Concentration of measure vs large deviation
When reading some probability publications I am always not sure why they call this or that inequality a 'concentration inequality' or 'large deviation inequality'. For me these (concentration of measure and large deviation theory) just describe the same phenomenon. So I ask, is there a formal difference between concentration and large deviation inequalities? Or are these really different concepts?
Solution 1:
From my point of view concentration inequalities and large deviation theory are indeed different concepts - but since there are a lot of well-known concentration inequalities which have the form of large deviation estimates it is not surprising that there is sometimes no strict distinction between both notions.
Concentration inequalites are inequalities that bound probabilies of deviations by the random variable $X$ from its mean or median, i.e. upper bounds for probabilities of the form
$$\mathbb{P}\bigg( |X-\mathbb{E}X)| > r \bigg) \quad \text{or} \quad \mathbb{P}\bigg( |X-m(X)| > r \bigg)$$
where $m(X)$ denotes the median of $X$. Some basic concentration inequalites are the Markov inequality,
$$\mathbb{E}(|X| \geq r) \leq \frac{\mathbb{E}(|X|)}{r},$$
and the Tschebysheff inequality,
$$\mathbb{E}(|X-\mathbb{E}X| \geq r) \leq \frac{\text{var} \, X}{r^2}.$$
Often one is interested in the asymptotics of such probabilites, i.e. the asymptotic decay of
$$\mathbb{P}\bigg( |X_n-\mathbb{E}(X_n)| > r \bigg)$$
as $n \to \infty$. Now here comes large deviation theory into play: Large deviation theory yields asymptotic estimates of the form
$$\mathbb{P}\bigg( |X_n-\mathbb{E}(X_n)| > r \bigg) \leq e^{-n I(r)} \tag{1}$$
where $I(r) \geq 0$ is called the rate function. The Chernoff bound, Hoeffding inequality or McDiarmid's inequality are well-known results of this type. This means that large deviation theory provides estimates on an exponential scale. However, concentration inequalities do not need to be of the form $(1)$. A different approach uses so-called concentration functions.
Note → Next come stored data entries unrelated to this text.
PR #18007, opened 2023-01-24
Add missing include for gcc 11.2 with glibc

neunhoef:
### Scope & Purpose

I found that I cannot compile devel with maintainer mode switched off on
Ubuntu with gcc 11.2.0 and glibc. It seems an include is missing. This
PR adds the include.

- [*] :hankey: Bugfix

### DIFF
--- a/lib/Assertions/ProdAssert.h
+++ b/lib/Assertions/ProdAssert.h
@@ -52,6 +52,8 @@
 
 #include "AssertionLogger.h"
 
+#include "Basics/system-compiler.h"
+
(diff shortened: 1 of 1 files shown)


jsteemann (approved):
LGTM

MBkkt (approved):
Is it needed to be backported?
Or it's used only in replication2 code now?

neunhoef:
I think it is only in changed Pregel code. I have not yet had a problem to build 3.10 so far.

Let me finally mention that large deviation theory deals more generally with the asymptotic behavior of probabilites of the form
$$\mathbb{P} \bigg( X_n \in A \bigg),$$
for some fixed set $A$, on an exponential scale, i.e.
$$\mathbb{P} \bigg(X_n \in A \bigg) \approx \exp \bigg(-n \cdot I(A) \bigg).$$
Obviously, the estimates in $(1)$ are a particular case if we choose $A=[\mathbb{E}(X_n)-r,\mathbb{E}(X_n)+r]$.